Materials science is a wide-reaching discipline, with applications in a number of fields, including nanotechnology, environmental remediation, electronics, and engineering. But how do researchers use materials science in their various disciplines?

Nanotechnology

Let’s start with a definition: Nanotechnology is the science that works with nanomaterials, which are materials that have at least one dimension smaller than 100 nm (nanometers). This means the materials are more than 100 times smaller than the diameter of a human hair.

Interestingly, at this tiny scale, materials have properties which are different from their properties at a larger scale. For instance gold nanoparticles are red, instead of the traditional yellow color. Other properties may be different as well, so scientists can use nanomaterials in different applications than they use the larger scaled materials.
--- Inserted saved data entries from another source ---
PR #1478, opened 2021-02-08
US123692 - Implement Working Copy for Quiz Timing

wongvincent:
https://rally1.rallydev.com/#/29180338367d/iterationstatus?detail=%2Fuserstory%2F478606416460

- Call Quiz Checkout and Quiz Checkin.
- Use `fixedCheckoutHref` to provide a base working copy for checkouts off the base quiz entity. Further checkouts by components will always be checked out from this working copy href.
- Check out again whenever dialog is re-opened.
- Load timing component based off the timing endpoint of the working copy.
- Timing container component uses working copy independent of other components. It does not depend on other components checking out the initial working copy.

- Includes a hard-coded dialog height.


wongvincent:
Don't merge until siren-sdk pr is merged

components/d2l-activity-editor/d2l-activity-quiz-editor/d2l-activity-quiz-timing-and-display-editor.js
```diff
@@ -50,12 +50,10 @@ class ActivityQuizTimingAndDisplayEditor extends AsyncContainerMixin(LocalizeAct
...
 	render() {
 		const entity = store.get(this.href);
-		if (!entity) {
-			return html``;
-		}
+		if (!entity) return html``;
 
 		const {
-			timingHref
+			checkoutHref
```
wongvincent, line 56: This will be changed when we update the `checkout` action from being a GET to a POST.

components/d2l-activity-editor/d2l-activity-quiz-editor/state/quiz.js
```diff
@@ -63,6 +96,7 @@ export class Quiz {
 		this.headerIsDisplayed = entity.headerIsDisplayed();
 		this.headerRichTextEditorConfig = entity.headerRichTextEditorConfig();
 		this.ipRestrictionsHref = entity.ipRestrictionsHref();
+		this.checkoutHref = entity.getCheckoutHref() || this.href;
```
wongvincent, line 99: This will be removed when we update the `checkout` action from being a GET to a POST.

components/d2l-activity-editor/d2l-activity-quiz-editor/d2l-activity-quiz-manage-timing-dialog.js
```diff
@@ -0,0 +1,80 @@
...
+import { ActivityEditorMixin } from '../mixins/d2l-activity-editor-mixin';
+import { LocalizeActivityQuizEditorMixin } from './mixins/d2l-activity-quiz-lang-mixin.js';
+import { MobxLitElement } from '@adobe/lit-mobx';
+import { shared as store } from './state/quiz-store';
+
+class ActivityQuizManageTimingDialog extends ActivityEditorMixin(ActivityEditorDialogMixin(LocalizeActivityQuizEditorMixin(MobxLitElement))) {
+	static get styles() {
+		return [
+			css`
+				#manage-timing-dialog-timing-editor {
```
wongvincent, line 14: will need to look into this further later

wongvincent:
do not merge

components/d2l-activity-editor/d2l-activity-quiz-editor/d2l-activity-quiz-manage-timing-container.js
```diff
@@ -26,35 +35,40 @@ class ActivityQuizManageTimingContainer extends ActivityEditorMixin(ActivityEdit
...
+		this.checkedOutHref = '';
+	}
+
+	async _openDialog(e) {
+		const entity = store.get(this.href);
+		if (!entity) return;
+
+		this.checkedOutHref = await entity.checkout(store);
+
+		this.shadowRoot.querySelector('d2l-activity-quiz-manage-timing-dialog').openDialog(e);
```
emil-furniss, line 54: Maybe nicer to do this with a prop that is toggled here and then set on `d2l-activity-quiz-manage-timing-dialog`?

components/d2l-activity-editor/d2l-activity-quiz-editor/state/quiz.js
```diff
@@ -11,6 +11,39 @@ export class Quiz {
 		this._saving = null;
 	}
 
+	async checkin(quizStore) {
```
emil-furniss, line 14: :tada:

emil-furniss (dismissed):

components/d2l-activity-editor/d2l-activity-quiz-editor/d2l-activity-quiz-manage-timing-container.js
```diff
@@ -26,35 +35,40 @@ class ActivityQuizManageTimingContainer extends ActivityEditorMixin(ActivityEdit
...
+
+	async _closeDialog() {
+		this.checkedOutHref = '';
+	}
+
+	async _openDialog(e) {
+		const entity = store.get(this.href);
+		if (!entity) return;
+
+		this.checkedOutHref = await entity.checkout(store);
```
mdgbayly, line 52: So this checkout is effectively the fork? Where does the original checkout happen? Or is that not included yet?

components/d2l-activity-editor/d2l-activity-quiz-editor/d2l-activity-quiz-manage-timing-dialog.js
```diff
@@ -0,0 +1,80 @@
...
+
+	async openDialog(e) {
+		this.open(e);
+	}
+
+	async _closeDialog(e) {
+		const entity = store.get(this.href);
+		if (!entity) return;
+		if (e.detail.action === 'ok') {
+			await entity.checkin(store);
```
mdgbayly, line 39: This checkin equates to the 'merge'? I wonder if it would be clearer if the checkout/checkin operations were in the same component rather than being split between the container and the dialog?

components/d2l-activity-editor/d2l-activity-quiz-editor/d2l-activity-quiz-manage-timing-container.js
```diff
@@ -26,35 +35,40 @@ class ActivityQuizManageTimingContainer extends ActivityEditorMixin(ActivityEdit
     	`;
 	}
 
+	async save() {
+		const entity = store.get(this.href);
+		if (!entity) return;
+		await entity.checkin(store);
```
mdgbayly, line 41: This checkin equates to the final checkin and is called when the main editor Save button is clicked? So the idea would be to add this to every component that was participating in working copy, so that that any of them can be used independently? And the `checkin` implementation will de-dupe multilple calls, the same as we do for our other final saves?

That seems to make sense. 
I wonder how we can achieve something similar for the initial checkout. That was what was nice about having checkout be a GET originally. We could allow multiple components to do that inital checkout and they would all end up with the same checkout. Maybe we have to encapsulate that in the main MobX quiz entity? e.g. allow any UI component to call checkout on the main quiz href, and the quiz MobX entity will de-dupe those checkout calls?

It will mean that each component will have multiple checkout/checkin calls. Once on the main href and once on the fork?

components/d2l-activity-editor/d2l-activity-quiz-editor/d2l-activity-quiz-manage-timing-dialog.js
wongvincent: Yes, I agree, I will combine them back into one file.

components/d2l-activity-editor/d2l-activity-quiz-editor/d2l-activity-quiz-manage-timing-container.js
wongvincent: Combining into one file, so I'll just use the dialog mixin.

components/d2l-activity-editor/d2l-activity-quiz-editor/d2l-activity-quiz-manage-timing-container.js
wongvincent: Yes, called when main editor button Save is clicked.
Yes, will need to add to attempts, IP, other components using working copy.

Yes, I am still unsure of how to do the initial checkout. Part of the reason why it's not in this PR.

Yes, it would be correct to say each checkout of the main quiz entity will result in different working copy hrefs. Unsure how to get multiple components to checkout to use the same href, will chat with you on slack about this.

wongvincent:
Convert back to draft. I'm going to have this PR use the POST action for the initial checkout.
Don't merge until this is merged: https://github.com/BrightspaceHypermediaComponents/siren-sdk/pull/266

components/d2l-activity-editor/d2l-activity-quiz-editor/state/quiz.js
```diff
@@ -33,13 +33,26 @@ export class Quiz {
...
+			quizStore.put(href, entity);
+		} else {
+			href = this.href;
+		}
 
-		const href = sirenEntity.self();
-		const entity = new Quiz(href, this.token);
-		entity.load(sirenEntity);
-		quizStore.put(href, entity);
+		if (this._entity.isBaseQuiz()) {
```
wongvincent, line 51:
```
isBaseQuiz() {
	if (this._canCheckin()) {
		return false;
	}
	return true;
}
```

components/d2l-activity-editor/d2l-activity-quiz-editor/d2l-activity-quiz-manage-timing-container.js
```diff
@@ -42,14 +41,23 @@ class ActivityQuizManageTimingContainer extends ActivityEditorMixin(ActivityEdit
 	}
 
 	async save() {
-		const entity = store.get(this.href);
-		if (!entity) return;
-		await entity.checkin(store);
+		const quiz = store.get(this.href);
+		if (!quiz) return html``;
```
mdgbayly, line 45: nit: should just return rather than return a template.

components/d2l-activity-editor/mixins/d2l-activity-editor-mixin.js
```diff
@@ -65,7 +68,12 @@ export const ActivityEditorMixin = superclass => class extends superclass {
 
 		if ((changedProperties.has('href') || changedProperties.has('token')) &&
 			this.href && this.token) {
-			this.store && this._fetch(() => this.store.fetch(this.href, this.token));
+			this.store && this._fetch(async() => {
+				const entity = await this.store.fetch(this.href, this.token);
+				if (this.checkoutOnLoad) {
+					return entity && entity.checkout && entity.checkout(this.store);
```
mdgbayly, line 74: Possibly we could store the self link of the checked out entity as a class property here to avoid having to manage that in the mobx state as 'fixedCheckoutHref`. I wasn't really clear on the significance of the name `fixed` in that context?

mdgbayly (dismissed):
I think this works. Looking at it again now, I'm wondering if it would be clearer if your ` ActivityQuizTimingAndDisplayEditor` was the component that handled the checkout of the original quiz rather than the container component. The container component then just takes an href which it also checks out on fetch.

The `save` implementation would move to `ActivityQuizTimingAndDisplayEditor` and the container would then just be responsible for the forking.

This is just tweaking and doesn't change things much - but might help to keep the distinctions between what is checking out/in a bit clearer.

components/d2l-activity-editor/d2l-activity-quiz-editor/state/quiz.js
```diff
@@ -11,6 +11,50 @@ export class Quiz {
...
+
+		if (this._saving) {
+			return this._saving;
+		}
+
+		this._saving = this._entity.checkin();
+		const sirenEntity = await this._saving;
+		if (!sirenEntity) return;
+
+		const href = sirenEntity.self();
```
mdgbayly, line 27: nit: I wonder if we should also delete the working copy reference that is being checked in from the store too, otherwise if we open dialogs multiple times, we will end up with a lot of orphaned working copies just sitting there?

components/d2l-activity-editor/d2l-activity-quiz-editor/state/quiz.js
```diff
@@ -11,6 +11,50 @@ export class Quiz {
...
+		const entity = new Quiz(href, this.token);
+		entity.load(sirenEntity);
+		quizStore.put(href, entity);
+
+		this._saving = null;
+	}
+
+	async checkout(quizStore, forceCheckout) {
+		if (!forceCheckout && this.checkedOutHref) {
```
mdgbayly, line 36: This is looking much better, but I still think there is the possibility of a race condition here?
E.g. if the timing container and the IP restrictions container both try to checkout the base quiz concurrently?
They will both enter the checkout function and as the `checkedOutHref` isn't set until after the call to `await this._entity.checkout()` they could both end up checking out the entity and adding it to the store.

I guess maybe with the way you had it before where the `fixedCheckedOutHref` was a MobX property it might have worked out in the end as the last checked out entity would have won, and as components were reacting to the props of the MobX state they would have both ended up with the last one winning.

But it still seems wrong to allow this. And I think now we've added the checkedOutHref to the mixin, it will cause the components that checkout the base concurrently to end up referencing different checkouts?

So I think it might need to use a pattern more like what we use on save where we use the promise from the API call as the flag.

https://github.com/BrightspaceHypermediaComponents/activities/blob/master/components/d2l-activity-editor/d2l-activity-quiz-editor/state/quiz.js#L77

I think this is a bit more complex though because we still want to allow the non-forced checkouts to resolve with the href of the checkout from the base entity. So that probably means using some explicit promise handling in this method. Started trying to write out what that might look like but my brain isn't aligned to promise shenanigans right now, so will take a look first thing tomorrow.

mdgbayly: Brain wouldn't stop thinking about it....

Maybe something like this:

```
if (!forceCheckout && this._checkedOut) {
    return this._checkedOut;
}	

let href = this.href;

const p = new Promise((resolve, reject) => {
	const sirenEntity = await this._entity.checkout();
	if (sirenEntity) {
		href = sirenEntity.self();
		const entity = new Quiz(href, this.token);
		entity.load(sirenEntity);
		quizStore.put(href, entity);
	}
    resolve(href);	
})

runInAction(() => {
	if (!forcedCheckout) {
		this._checkedOut = p;
	}
});

return p;
```

components/d2l-activity-editor/d2l-activity-quiz-editor/state/quiz.js
```diff
@@ -32,27 +33,31 @@ export class Quiz {
...
-			href = sirenEntity.self();
-			const entity = new Quiz(href, this.token);
-			entity.load(sirenEntity);
-			quizStore.put(href, entity);
-		} else {
-			href = this.href;
-		}
+
+		const p = new Promise(async(resolve) => {
+			const sirenEntity = await this._entity.checkout();
```
mdgbayly, line 44: I assume it didn't like having the await in the executor function without async? Maybe we just have to use promises.

Also occurred to me that we probably don't need to use the `runInAction` below, as I don't think we need to expose the promise `this._checkedOut` as an observable property.

mdgbayly: or maybe there is just a plain out better way to write this. The main thing is we need to capture the promise that returns the href.

mdgbayly: Maybe something like this:

```
if (!forcedCheckout && this._checkedOut) {
	return this._checkedOut;
}	

let href = this.href;

const p = this._entity.checkout().then(function(sirenEntity) {
	if (sirenEntity) {
		href = sirenEntity.self();
		const entity = new Quiz(href, this.token);
		entity.load(sirenEntity);
		quizStore.put(href, entity);
	}
	return href;	
}, function() {
	return href;
});

if (!forcedCheckout) {
	this._checkingOut = p;
}

return p;
```

dbatiste: I kinda don't like this linting error.  I've run into it before as well and while I think it catches some mis-use I think there might still be legit cases for wanting an `async` function for a promise.  I think this case could be rewritten as:

```javascript
const getHrePromise = async() => {
   const sirenEntity = await this._entity.checkout();
   ...
   return href;
};

runInAction(() => {
   if (!forcedCheckout) {
      this._checkedOut = getHrefPromise;
   }
});
```

mdgbayly (approved):
LGTM

PR #1490, opened 2021-02-09
Attempt to Fix visual diff flake

svanherk:
Most of these are test changes, but there is also a production change - the `d2l-quick-eval-activity-card` will now support `prefers-reduced-motion`.  Let me know if there are issues with this, but all our core components support this and it has the benefit of respecting the setting, plus making visual-diff faster and less flakey (hopefully).


components/d2l-quick-eval/activity-card/d2l-quick-eval-activity-card.js
```diff
@@ -130,6 +130,11 @@ class D2LQuickEvalActivityCard extends QuickEvalLocalize(PolymerElement) {
 					d2l-quick-eval-activity-card-items {
 						transition: transform 200ms ease-out, opacity 200ms ease-out;
 					}
+					@media (prefers-reduced-motion: reduce) {
```
svanherk, line 133: If users have this option enabled for their OS, the transition will be turned off and the card flip will happen instantly.

test/d2l-quick-eval/perceptual/d2l-quick-eval-action-dismiss-dialog.visual-diff.js
```diff
@@ -9,8 +9,7 @@ describe.skip('d2l-quick-eval-action-dismiss-dialog', function() {
 
 	before(async() => {
 		browser = await puppeteer.launch();
-		page = await browser.newPage();
-		await page.setViewport({ width: 900, height: 800, deviceScaleFactor: 2 });
+		page = await visualDiff.createPage(browser, { viewport: { width: 900, height: 800 } });
```
svanherk, line 12: Using the `createPage` method means the tests will now run in a mode where `prefers-reduced-motion` is enabled.  I've updated every test to use this, since it will also disable dropdown/tooltip/other core component animations.

test/d2l-quick-eval/perceptual/d2l-quick-eval-activity-card.visual-diff.js
```diff
@@ -35,14 +34,12 @@ describe('d2l-quick-eval-activity-card', function() {
 	it ('dismiss', async function() {
 		// The differences between this and the "regular" card is only in the buttons which only appear on hover.
 		page.hover('#dismiss d2l-quick-eval-activity-card');
-		await page.waitFor(2000);
```
svanherk, line 38: And because we've disabled transitions/animations, we can remove all of these waits.

test/d2l-quick-eval/perceptual/d2l-quick-eval-activity-card-new-submissions.visual-diff.js
```diff
@@ -9,8 +9,7 @@ describe('d2l-quick-eval-activity-card-new-submissions', function() {
 
 	before(async() => {
 		browser = await puppeteer.launch();
-		page = await browser.newPage();
-		await page.setViewport({ width: 800, height: 800, deviceScaleFactor: 2 });
+		page = await visualDiff.createPage(browser);
```
svanherk, line 12: 800/800 is the default, so no viewport option specified here

jeroach (approved):
LGTM

PR #1498, opened 2021-02-09
Cleaned up ip restrictions

ronan-f:

Cleaned up a few things including adding lang terms/styling etc.


components/d2l-activity-editor/d2l-activity-quiz-editor/d2l-activity-quiz-ip-restriction-editor.js
```diff
@@ -86,6 +108,29 @@ class ActivityQuizIpRestrictionEditor
...
+		if (!entity) {
+			return;
+		}
+
+		const { errors } = entity || {};
+
+		if (!errors || !errors.length) {
+			return;
+		}
+		// TODO: add some error handling
```
ronan-f, line 122: Waiting for feedback from design to decide how to handle potential errors

components/d2l-activity-editor/d2l-activity-quiz-editor/d2l-activity-quiz-ip-restrictions-container.js
```diff
@@ -39,17 +54,19 @@ class ActivityQuizIpRestrictionsContainer extends ActivityEditorMixin(LocalizeAc
...
 
-	_deleteIpRestriction(e, index) {
+	_deleteIpRestriction(_, index) {
 		const entity = store.get(this.href);
 		if (!entity) {
 			return;
 		}
 
+		if (entity.ipRestrictions.length > 1) {
+			this._sendResizeEvent();
```
ronan-f, line 66: Patrick did opt for not resizing dialogs although if we don't add this on delete it leaves a bunch of whitespace at the bottom of the dialog.

components/d2l-activity-editor/d2l-activity-quiz-editor/state/quiz-ipRestrictions.js
```diff
@@ -66,8 +75,16 @@ export class QuizIpRestrictions {
 		});
 
 		if (errors && errors.length) {
-			//TODO: handle errors
+			this.setErrors(errors);
```
ronan-f, line 78: Same as above. Awaiting design for error handling

components/d2l-activity-editor/d2l-activity-quiz-editor/state/quiz-ipRestrictions.js
```diff
@@ -66,8 +75,16 @@ export class QuizIpRestrictions {
...
+
+			return;
 		}
+
+		await this.fetch();
```
ronan-f, line 83: This is needed as we use IDs so that MobX state knows which IP address maps to siren SDK entities. The IDs are created by siren-sdk when loading the entity. In this case, when we add new entities we need siren sdk to update so that we can correctly assign IDs.

components/d2l-activity-editor/d2l-activity-quiz-editor/state/quiz-ipRestrictions.js
```diff
@@ -98,7 +115,7 @@ export class QuizIpRestrictions {
 
 			const { start, end, id } = restriction || {};
 
-			if (!start || !end) {
+			if (!start) {
```
ronan-f, line 118: I was previously continuing if there was no end however the correct behaviour is to set both start/end equal to the value of start which is handled server side

ronan-f, line 118: I was previously continuing if there was no end however the correct behaviour is to set both start/end equal to the value of start which is handled server side

mdulat (approved):

PR #1506, opened 2021-02-10
Set work-to-do-activity-list-item-basic to always use submission-icon in quick-eval widget

Scy-D2L:
Fixed a problem where items with no submissions were using the regular icon component instead of the submission icon component, causing misalignment in the list. 

Before:
image

After:
image

### DIFF
--- a/components/d2l-work-to-do/d2l-work-to-do-activity-list-item-basic.js
+++ b/components/d2l-work-to-do/d2l-work-to-do-activity-list-item-basic.js
@@ -11,6 +11,7 @@ import { ActivityAllowList, HideOrgInfoClasses } from './env';
 import { classMap } from 'lit-html/directives/class-map';
 import { EntityMixinLit } from 'siren-sdk/src/mixin/entity-mixin-lit';
 import { fetchEntity } from './state/fetch-entity';
+import { ifDefined } from 'lit-html/directives/if-defined';
 import { ListItemLinkMixin } from '@brightspace-ui/core/components/list/list-item-link-mixin';
 import { LocalizeWorkToDoMixin } from './mixins/d2l-work-to-do-localization-mixin';
 import { nothing } from 'lit-html';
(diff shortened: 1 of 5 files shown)


components/d2l-work-to-do/d2l-work-to-do-activity-list-item-basic.js
```diff
@@ -185,11 +186,11 @@ class ActivityListItemBasic extends ListItemLinkMixin(SkeletonMixin(EntityMixinL
 			: nothing;
 
 		return this._renderListItem({
-			illustration: this.submissionCount ? html`
+			illustration: this.evaluateAllHref ? html`
 					<d2l-quick-eval-widget-submission-icon style="overflow: visible;"
 						class="${classMap(iconClasses)}"
 						icon=${this._icon}
-						submission-count=${this.submissionCount > 99 ? '99+' : this.submissionCount}>
+						submission-count=${ifDefined(this.submissionCount > 0 ? (this.submissionCount > 99 ? '99+' : this.submissionCount) : undefined)} >
```
Scy-D2L, line 193: I recognize that this could be cleaner without ifDefined if we just checked for a 0 inside of the submission-icon component, but the submission-icon is a placeholder until we have a ui-core equivalent and it isn't expected to be making this specific check.

demo/d2l-quick-eval-widget/data/evaluation-status-quiz.json
```diff
@@ -4,8 +4,8 @@
     "evaluation-status"
   ],
   "properties": {
-    "newsubmissions": 8,
-    "resubmissions": 4
+    "newsubmissions": 0,
```
jeroach, line 7: do we still want a demo example with non-zero counts?

Scy-D2L: The screenshot above is from the demo, it has three entries and this is the only 0. Since the icon type logic is separate from the badge/no badge logic I think it's probably fine if the only quiz example has a zero-count.

jeroach (approved):

PR #1509, opened 2021-02-11
Us123398/cross browser styling

ronan-f:

As part of this story I made use of the Polymer [d2l-table component ](https://github.com/BrightspaceUI/table) by adding it to Lit Element components. Testing on Chrome based browsers the styling applied correctly however when I tested on firefox/safari styles were not being picked up at all.  

To get styling to work on Chrome I had added this style tag when rendering the table:

```
<custom-style>
    <style include="d2l-table-style">
    </style>
</custom-style>
```

The "fix" I added which works locally on firefox was to copy all of the styles from `d2l-table-style` and add them as part of LitElement CSS.

Is there a better solution for this? Am I missing a polyfill or something that's preventing other browsers from picking up this styling?

### DIFF
--- a/components/d2l-activity-editor/d2l-activity-quiz-editor/d2l-activity-quiz-ip-restriction-editor.js
+++ b/components/d2l-activity-editor/d2l-activity-quiz-editor/d2l-activity-quiz-ip-restriction-editor.js
@@ -161,7 +161,7 @@ class ActivityQuizIpRestrictionEditor
 
 		await entity.saveRestrictions();
 
-		if (!entity.errors && !entity.errors.length) {
+		if (!entity.errors || !entity.errors.length) {
 			this.handleClose();
 		}
 	}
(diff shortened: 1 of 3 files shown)


dbatiste:
So `<custom-style>` is custom element that is built into Polymer.  It wouldn't be amazing to make this component depend on Polymer simply to use the table styles anyway.

I think what we want here, is for these styles to be implemented in core, either as shared CSS that can be imported and included with your element, or as ported and optimized components built on Lit.  From what I gather, transitioning to Lit will greatly simplify some of the CSS that's needed.  @dlockhart is far more familiar with the table issues in Polymer though, so he might have something to add.  This is something that is on our docket but I don't think anyone is currently assigned to it. I think we'd also welcome contribution for it, but there's probably some additional thought and conversation that's needed.

dlockhart:
@ronan-f asked specifically about Lit-based tables in `#web-platform` a couple weeks ago, so definitely not surprised to see this come up. It's very high on our list... to the point where I think based on the number of times these styles have been copy-pasted I think it should be at the very very top.

But yeah, it's not going to be a straight Polymer -> Lit conversion as a lot of things are now simpler. But there's also a lot of complexity in the old component around the scrolling behaviour and the sticky headers.

I'm going to make an argument for Gaudi (maybe me) to tackle this in the very short term.

dlockhart:
Having said that, @ronan-f can you use the technique to apply these styles to a native `<table>` element and not use the `<d2l-*>` elements? Those were only created for IE11 and will be going away in the conversion to Lit.

PR #1517, opened 2021-02-16
fix: refactor handling of d2l-request-provider for html-editor-enable…

mdulat:
…d and html-new-editor-enabled, used by all activity editor types.

@mdgbayly this is something you suggested in a previous PR, am just getting to it, as I was about to add another attribute for an LD flag. Figured I should refactor this first.


mdgbayly (approved):
LGTM

PR #1519, opened 2021-02-17
W2D: fix padding on list items to better match mockups

mbardakovD2L:
https://rally1.rallydev.com/#/357251704080ud/workviews?detail=%2Fdefect%2F492430695604&view=b064b584-6337-43c1-b9a9-28047568284d&fdp=true?fdp=true

Verified with Abbie over slack that this is how we want it to look


JasperAtD2L (dismissed):

JasperAtD2L (approved):

bearfriend:
This seems like something that should be done at the list-item level. Also, fiddling with a negative `margin` seems like it shouldn't be necessary. I would expect `line-height` and maybe a positive margin to be what we want but there's a weird gap between the divs I can't explain.

mbardakovD2L:
I noticed the same thing - I _think_ each list-item has a tertiary slot for more information we're not using (i.e. where the description goes in the fullscreen view) which may be inflating and/or messing with the spacing when it's empty.

dbatiste:
> This seems like something that should be done at the list-item level. Also, fiddling with a negative `margin` seems like it shouldn't be necessary. I would expect `line-height` and maybe a positive margin to be what we want but there's a weird gap between the divs I can't explain.

Agreed.  The `d2l-list-item-content` component provides three different slots for the purpose to provide consistent layout.  Ideally we're being consistent, and if a variant is needed we can look at options to provide that variant in a reusable/consistent way.

mbardakovD2L:
I think I found the issue - we were putting the bullet-separated list in the "supporting info" slot instead of the "secondary" slot - changing it to use the secondary slot instead (and removing the css changes I made earlier in this branch) looks like this:
image

bearfriend (approved):
↕️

Science applies nanomaterials in many important fields, including biomedicine, electronics, and ceramics.

Advanced Materials for Biomedicine

The medical field relies on high-tech materials – Doctors could not successfully utilize bone implants or perform heart surgery, for instance, without the use of appropriate materials researched by materials scientists.

Scientists are always looking for ways to improve the use of materials in biomedicine – to find new materials, and to widen the applications of those materials we know are useful, and improve their performance.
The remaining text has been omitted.